Encore une fois, cet idéal est tellement élevé qu'on n'y accède qu’avec la sainteté. Cela peut toujours venir, cela doit venir ! On peut presque dire que si on est fidèle à Dieu, cela viendra certainement. Mais ce que nous pouvons faire déjà, c'est remercier notre frère Marc qui fait tout de même bien les choses avec son tempérament qui est le sien.

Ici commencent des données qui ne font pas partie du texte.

PR #1488, opened 2026-09-08
fix(shadowfork): a missing snapshot byte count is fatal, not zero

qu0b:
Follow-up to #1487 — this commit was pushed to that branch ten minutes after it merged, so main still has the path the review flagged.

`off=$((off + $(cat /tmp/got)))` dies with an ash `arithmetic syntax error` if `/tmp/got` is empty. The review suggested defaulting to 0 and resuming; that would be unsafe. The realistic way curl exits without its `-w` write-out is a signal kill mid-transfer, and by then the bytes it delivered are already inside `tar`. Resuming at the old offset would replay them into the archive and corrupt the extraction silently. So a missing or non-numeric count is now an explicit fatal:

```
curl exited 137 without a byte count ('Killed') -- bytes already handed to tar are unaccounted for, refusing to resume
```

Reproduced with a `curl` shim that writes 4 KiB and `kill -KILL`s itself: the loop aborts with that line, tar fails, exit 2, no `/tmp/finished`. Pre-transfer exits (7/28/35/…) still carry a `0` write-out and resume as before. `kurtosis lint` clean; rendered script passes `shellcheck -s sh` and `sh -n` under alpine 3.19.


qu0b:
Second commit on this PR, from production an hour later: the edge answered a resume's `Range` request with a plain 200 once in ~40 resumes, curl exited 33, and the loop's "fatal on 33" threw away a 367 GiB mainnet geth extraction. curl writes no body on 33 (nor on 22), so the delivered offset is intact and retrying the same offset is safe; only the missing-count case stays fatal. A server that never honours Range still ends at the attempt cap instead of silently restarting from zero.

qu0b:
Bump — green (15/15) and unchanged since 2026-09-08, blocked only on `REVIEW_REQUIRED` (the bot approval doesn't satisfy it).

Worth merging because main is currently *worse* than pre-#1486 in one narrow case: `22|33) fatal` aborts the whole extraction when the edge answers a ranged request with a plain 200 — which it does roughly once in 40 resumes, and which cost a 393 GB mainnet geth extraction the day #1487 landed. curl writes no body on 33, so retrying the same offset is safe; only a missing byte count stays fatal.

qu0b:
Added a third commit answering the question from #pr-review about snapshot servers that don't support resume.

Retrying a 200-to-Range is right for the *transient* case — the edge in front of `snapshots.ethpandaops.io` does it roughly once in 40 resumes, and treating it as fatal cost a 393 GB extraction. But a server with **no** Range support does it on every resume, so the retry turned a certain failure into 500 attempts (~42 min of futility). Consecutive 200s are now counted: ten in a row ends the download with

```
server answered 10 ranged requests with 200: no Range support, cannot resume
```

One or two still retry, so the transient case is unaffected. Note such a server works fine until the first dropped connection — the initial request carries no `Range` — so this only changes what happens at the point resume becomes necessary.

Verified with a `Range`-stripping proxy plus one forced break: exit 2 after 12 s and 11 attempts, naming the cause, instead of the attempt cap.

The same loop, with this bound, is now proposed for the other two consumers of these snapshots: ethpandaops/ansible-collection-general#587 (`snapshot_fetcher`, which used `wget --tries=0 -O -`) and ethpandaops/platform#430 (the ethereum-node snapshot init container, same pattern).

qu0b:
Production evidence for this change, from a mainnet geth pull happening right now (1,079.8 GiB compressed, ~3 h in):

```
[14:03:19] stream broke (curl 92) at 970.5 GiB, resuming (attempt 23)
[14:03:24] stream broke (curl 33) at 970.5 GiB, resuming (attempt 24)
[14:09:44] stream broke (curl 92) at 1011.3 GiB, resuming (attempt 25)
```

The edge answered the resume of attempt 24 with a plain 200 — `curl 33`, no body written — and the loop retried the same offset and carried on to 1,011 GiB and beyond. On `main` as it stands, that same event is fatal and discards 970 GiB of extraction after three hours.

One occurrence in 25 resumes, which matches the ~1-in-40 rate I quoted from the run that first hit it. Also note the shape: a 33 immediately following a 92 at the *identical* offset, i.e. the retry of a genuinely broken stream is what draws the bad 200 — so a server with real Range support still produces these, and treating 33 as "no Range support" without counting consecutive occurrences would be wrong. That is why the third commit bounds it at ten in a row rather than one.

qu0b:
That mainnet pull finished — final numbers, and they revise the rate I quoted upwards.

1,079.8 GiB compressed in 3 h 17 min, **26 resumes**, of which:

```
24 x curl 92   HTTP/2 stream closed by the server
 2 x curl 33   ranged request answered with a plain 200
```

So the 200-to-Range is **2 in 26 here, and ~1 in 22 across every mainnet pull I have measured** — not the 1-in-40 I estimated earlier. Both occurrences would have been fatal on `main` as it stands, one of them at 970 GiB after three hours.

Cut spacing is 1 per 45 GB, and it did not improve when a faulty switch on our side was replaced the same day (1 per 51 GB before, ~20% more per-stream throughput after). Consistent with the cuts being the edge's rather than any client's or link's — they reproduce from an unrelated network too.

PR #10898, opened 2026-08-20
fix(drizzle-adapter): add supportsDates option for text date columns

### LINKED ISSUE #10816: drizzle adapter never sets supportsDates, so sqlite/D1 with text date columns gets raw Date objects and every auth write fails
**Version:** better-auth 1.6.18 (`@better-auth/drizzle-adapter`, `@better-auth/core`)

The drizzle adapter's config block sets `supportsUUIDs`, `supportsJSON`, and `supportsArrays`, but never `supportsDates` (`@better-auth/drizzle-adapter/dist/index.mjs`, config block around line 551). The adapter factory then defaults it to `true` (`@better-auth/core/dist/db/adapter/factory.mjs:23`: `supportsDates: cfg.supportsDates ?? true`), so the Date→ISO conversion at `factory.mjs:128` never runs and raw JS `Date` objects reach drizzle.

For a sqlite schema that types date columns as `text()` — a common choice, since drizzle's sqlite has no native date column and `text` ISO-8601 is one of its two documented timestamp modes — drizzle's `SQLiteText` has no `mapToDriverValue` override (inherits the identity function from `Column`), so the `Date` reaches the driver unconverted. On Cloudflare D1 every auth write then fails:

```
D1_TYPE_ERROR: Type 'object' not supported for value 'Mon Aug 10 2026 14:47:14 GMT-0400 …'
```

`verification` is the first write in every flow, so email+password sign-up answers 422 `FAILED_TO_CREATE_USER`, social sign-in answers 500 (`state.mjs` catches the storage error), and session refresh 500s on the `expires_at` UPDATE — all three methods break identically. Range comparisons (`WHERE expires_at < ?` with a `Date`) fail the same way.

**Contrast:** the kysely adapter handles this exact case — `@better-auth/kysely-adapter/dist/index.mjs:540` sets `supportsDates: false` when `type === "sqlite"`. The drizzle adapter has no equivalent, and `DrizzleAdapterConfig` exposes no way to pass `supportsDates` through (the adapter never spreads user config into the factory options), so there is no configuration escape hatch.

**Suggested fix:** either derive `supportsDates` from the drizzle column type (only claim Date support when the column's `mapToDriverValue` actually handles Dates, i.e. `integer({ mode: 'timestamp' })`), or at minimum expose `supportsDates` in `DrizzleAdapterConfig` so sqlite-with-text-columns users can opt out, matching the kysely adapter's behavior.

**Workaround** (verified in production on Workers + D1): a drizzle `customType` over the same `text` type whose `toDriver` serialises `Date` to `toISOString()`. Emits identical SQL (no migration), and the adapter's `customTransformOutput` (`new Date(data)`) handles reads unchanged.

Related: #4805 hit the same underlying behavior through renamed columns and was closed; this report is about the default path with an unrenamed `text()` schema.

dylanpulver:
The Drizzle adapter's factory config sets `supportsUUIDs`, `supportsJSON` and `supportsArrays` but never `supportsDates`, so the core factory falls back to `true` and `DrizzleAdapterConfig` has no field to change it.

That is right for the schema the CLI generates and wrong for date columns declared as `text()`, one of Drizzle's two documented ways to store a SQLite timestamp. `text()` applies no conversion, so the raw `Date` reaches the driver and Cloudflare D1 rejects it with `D1_TYPE_ERROR: Type 'object' not supported`. The `verification` insert is the first write in most flows, so sign-up, social sign-in and session refresh all fail, as do `WHERE expires_at < ?` comparisons.

Deriving the flag from `config.provider` would break more than it fixes. Checking `drizzle-orm` source rather than assuming:

| Column | Behavior with a `Date` |
| --- | --- |
| `timestamp()` on PostgreSQL / MySQL | `mapToDriverValue` calls `value.toISOString()` |
| `integer({ mode: "timestamp_ms" })` on SQLite | `mapToDriverValue` calls `value.getTime()` |
| `text()` on SQLite | no conversion, the `Date` reaches the driver |

The CLI generates the first two, and both would throw on a string, so `supportsDates: false` for SQLite (what the Kysely adapter does) would break the schema Better Auth itself generates. Deriving from the column type is wrong too: `supportsDates` is one boolean per adapter, and a schema can mix `text()` and `integer({ mode: "timestamp_ms" })` date columns; expressing that needs a per-column contract.

That leaves the escape hatch: `config.supportsDates ?? true`, exposed on `DrizzleAdapterConfig`, added to both the main and `relations-v2` adapters since they carry separate config blocks. Behavior is unchanged for anyone who does not set it.

Six cases under a `supportsDates` describe block in `packages/drizzle-adapter/src/drizzle-adapter.test.ts`, on real `sqliteTable` definitions for both schemas, plus two in `relations-v2/drizzle-adapter.test.ts`. Three fail on `main` without the source change; the rest pin the existing default so a later change cannot flip it silently.

`pnpm -F @better-auth/drizzle-adapter typecheck` passes, package suite green at 47. I did not run the Docker-backed adapter suites or the e2e tests.

Fixes #10816

## AI disclosure

This was written with AI assistance. Per the AI policy in CONTRIBUTING.md, I have reviewed the change, verified the Drizzle column behavior in `drizzle-orm` source rather than assuming it, and can discuss the reasoning above.

---
## Summary by cubic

Remarquons que Saint Benoît quand il parle du cellérier ne parle pas de compétences d'ordre technique, c'est uniquement des qualités d'ordre spirituel et des qualités humaines qui sont transfigurées par l'Esprit- Saint. Voilà donc ce vers quoi le cellérier doit tendre. Mais pas seulement le cellérier, aussi chacun des frères.

 

Maintenant nous irons ensemble à l'église et nous remercierons Dieu de nous avoir donné un cellérier bien dévoué qui est malgré tout un père, je m'en aperçois moi-même, et je pense qu'il en est ainsi de chacun d’entre-nous.

Et nous demanderons à Dieu de nous le garder encore bien longtemps. Et nous lui demanderons aussi de nous aider chacun et tous à devenir des moines parfaits dans lesquels le Christ puisse reconnaître son visage.

 


Chapitre 31,27-42 : Portrait idéal du cellérier.09.03.88

      L’humilité du cellérier.

 

Mes frères,

 

Nous remarquons que Saint Benoît maintient l'estime excellente qu'il nourrit pour son cellérier. Sans doute avait-il dans sa communauté un frère qu'il lui a suffis de regarder vivre pour être inspiré dans la rédaction de ce chapitre.

Le cellérier est l'ombre de l'Abbé projetée sur le matériel. Le cellérier agit en tout comme le ferait l'Abbé lui-même et il n'outrepasse pas ses pouvoirs. Il aura soin de tout ce que l'Abbé lui aura  prescrit et ne s'ingérera pas dans ce qu'il lui a défendu, 31,33. Il reste donc à sa place.

 

C'est pourquoi sa grande qualité sera l'humilité. Avant tout, qu’il ait l'humilité, 31,27. Et cette humilité va resplendir comme un rayon sur l'Abbé et sur les frères, un rayon qui sécurise, qui montre la route, qui réchauffe le cœur, qui encourage.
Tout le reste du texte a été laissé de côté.